--- START ---

PR #24618, opened 2025-09-08
Rework Law Linker

JORJ949:
## About the PR 
Reworks the law linker to use a 10 second action bar instead of instant with open panel.
- Information on where the target silicon is connected to is instead in the confirmation popup rather than chat
- Syndicate and Emagged cyborgs will only fail to be reconnected AFTER the actionbar is completed.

--- END ---

- [TASK OBJECTIVE]
Reproduce exactly the stretch of lines that starts at the one containing "- Information on" and ends with the final line of the data, including both ends and nothing more.

- [COMPLETED TASK]
- Information on where the target silicon is connected to is instead in the confirmation popup rather than chat
- Syndicate and Emagged cyborgs will only fail to be reconnected AFTER the actionbar is completed.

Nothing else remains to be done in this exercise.